▸ Exercise:
Exactly how many lines in the entries contain "must"? Give that number alone.

▸ Collected data entries:
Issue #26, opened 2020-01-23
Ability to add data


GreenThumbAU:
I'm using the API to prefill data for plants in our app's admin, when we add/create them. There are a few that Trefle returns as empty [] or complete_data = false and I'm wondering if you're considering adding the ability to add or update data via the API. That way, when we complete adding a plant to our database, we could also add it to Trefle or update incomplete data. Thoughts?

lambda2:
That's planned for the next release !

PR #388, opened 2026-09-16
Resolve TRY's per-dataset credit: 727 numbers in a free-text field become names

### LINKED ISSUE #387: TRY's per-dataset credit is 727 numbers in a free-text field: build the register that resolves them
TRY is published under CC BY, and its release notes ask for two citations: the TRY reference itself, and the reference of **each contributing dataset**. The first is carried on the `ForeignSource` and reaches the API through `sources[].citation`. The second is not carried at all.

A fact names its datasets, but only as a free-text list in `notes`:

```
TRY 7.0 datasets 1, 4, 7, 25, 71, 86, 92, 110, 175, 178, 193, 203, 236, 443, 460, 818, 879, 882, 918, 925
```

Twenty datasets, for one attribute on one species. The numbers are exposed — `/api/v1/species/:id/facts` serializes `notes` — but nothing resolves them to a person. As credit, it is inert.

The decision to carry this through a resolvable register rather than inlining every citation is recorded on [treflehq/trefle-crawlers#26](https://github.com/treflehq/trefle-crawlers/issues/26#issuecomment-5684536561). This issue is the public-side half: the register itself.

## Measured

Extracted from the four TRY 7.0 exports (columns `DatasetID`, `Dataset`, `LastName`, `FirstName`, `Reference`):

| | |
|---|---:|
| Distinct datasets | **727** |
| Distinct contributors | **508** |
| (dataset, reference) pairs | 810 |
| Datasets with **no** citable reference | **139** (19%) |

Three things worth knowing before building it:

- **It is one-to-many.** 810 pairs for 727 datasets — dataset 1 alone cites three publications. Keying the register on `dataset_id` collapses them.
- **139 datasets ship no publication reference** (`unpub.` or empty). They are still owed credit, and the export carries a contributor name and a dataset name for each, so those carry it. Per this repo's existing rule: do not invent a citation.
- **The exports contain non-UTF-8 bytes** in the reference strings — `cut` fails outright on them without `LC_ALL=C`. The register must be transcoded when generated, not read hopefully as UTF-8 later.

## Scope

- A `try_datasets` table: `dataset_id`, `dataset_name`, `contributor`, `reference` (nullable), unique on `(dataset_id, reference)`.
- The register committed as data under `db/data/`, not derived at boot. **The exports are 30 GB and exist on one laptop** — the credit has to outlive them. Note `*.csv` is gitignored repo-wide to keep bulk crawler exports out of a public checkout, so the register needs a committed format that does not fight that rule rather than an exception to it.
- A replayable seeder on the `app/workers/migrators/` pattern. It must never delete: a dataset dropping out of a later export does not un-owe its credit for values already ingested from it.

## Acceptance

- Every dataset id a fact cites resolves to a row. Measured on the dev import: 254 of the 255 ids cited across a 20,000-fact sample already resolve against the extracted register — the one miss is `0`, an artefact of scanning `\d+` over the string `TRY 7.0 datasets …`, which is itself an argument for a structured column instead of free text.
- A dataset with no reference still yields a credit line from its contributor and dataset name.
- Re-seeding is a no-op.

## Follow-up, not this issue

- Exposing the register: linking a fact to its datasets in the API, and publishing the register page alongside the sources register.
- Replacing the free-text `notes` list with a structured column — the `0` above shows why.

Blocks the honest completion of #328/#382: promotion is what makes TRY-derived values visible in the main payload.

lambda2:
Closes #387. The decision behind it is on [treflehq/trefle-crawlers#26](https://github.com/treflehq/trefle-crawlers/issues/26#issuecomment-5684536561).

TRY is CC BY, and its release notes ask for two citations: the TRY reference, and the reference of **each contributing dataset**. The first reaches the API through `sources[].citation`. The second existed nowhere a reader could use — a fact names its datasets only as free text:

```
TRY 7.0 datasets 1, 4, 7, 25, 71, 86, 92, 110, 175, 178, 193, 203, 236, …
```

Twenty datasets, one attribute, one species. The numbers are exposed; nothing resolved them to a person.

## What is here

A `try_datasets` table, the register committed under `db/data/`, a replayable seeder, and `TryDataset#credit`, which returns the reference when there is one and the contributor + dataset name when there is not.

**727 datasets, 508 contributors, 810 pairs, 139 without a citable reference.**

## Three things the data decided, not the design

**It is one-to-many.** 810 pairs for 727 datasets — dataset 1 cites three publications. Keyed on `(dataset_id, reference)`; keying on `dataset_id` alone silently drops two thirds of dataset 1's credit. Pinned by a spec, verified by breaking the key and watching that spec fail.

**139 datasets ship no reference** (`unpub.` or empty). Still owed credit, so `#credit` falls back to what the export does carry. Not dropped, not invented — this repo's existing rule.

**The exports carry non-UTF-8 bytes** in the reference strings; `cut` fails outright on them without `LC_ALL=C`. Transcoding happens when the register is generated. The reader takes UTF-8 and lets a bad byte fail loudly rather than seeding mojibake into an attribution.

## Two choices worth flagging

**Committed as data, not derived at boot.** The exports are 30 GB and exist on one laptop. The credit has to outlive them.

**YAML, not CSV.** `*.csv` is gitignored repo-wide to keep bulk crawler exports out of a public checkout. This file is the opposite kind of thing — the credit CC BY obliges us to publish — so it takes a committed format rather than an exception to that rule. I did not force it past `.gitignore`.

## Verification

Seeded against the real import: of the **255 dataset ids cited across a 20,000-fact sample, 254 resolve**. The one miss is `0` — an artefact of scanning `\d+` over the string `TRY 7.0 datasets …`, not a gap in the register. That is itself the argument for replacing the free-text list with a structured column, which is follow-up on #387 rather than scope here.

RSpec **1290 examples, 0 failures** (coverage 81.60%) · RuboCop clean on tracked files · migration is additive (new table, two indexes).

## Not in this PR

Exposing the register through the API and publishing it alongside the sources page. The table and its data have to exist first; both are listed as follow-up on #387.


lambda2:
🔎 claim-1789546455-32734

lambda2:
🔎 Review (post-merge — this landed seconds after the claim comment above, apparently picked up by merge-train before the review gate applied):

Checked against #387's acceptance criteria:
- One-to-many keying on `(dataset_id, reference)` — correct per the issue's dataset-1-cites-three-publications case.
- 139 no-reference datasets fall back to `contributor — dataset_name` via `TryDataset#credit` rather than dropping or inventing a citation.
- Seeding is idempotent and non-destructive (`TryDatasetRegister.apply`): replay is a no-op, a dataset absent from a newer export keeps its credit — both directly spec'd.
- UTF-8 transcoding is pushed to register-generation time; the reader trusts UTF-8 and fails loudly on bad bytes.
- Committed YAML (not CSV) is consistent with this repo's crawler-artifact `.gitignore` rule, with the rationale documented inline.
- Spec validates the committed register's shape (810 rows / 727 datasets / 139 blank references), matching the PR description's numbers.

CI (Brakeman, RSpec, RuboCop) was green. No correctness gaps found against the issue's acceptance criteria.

---

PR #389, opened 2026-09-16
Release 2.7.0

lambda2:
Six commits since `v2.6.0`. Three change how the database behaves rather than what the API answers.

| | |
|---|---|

▸ Response area:
2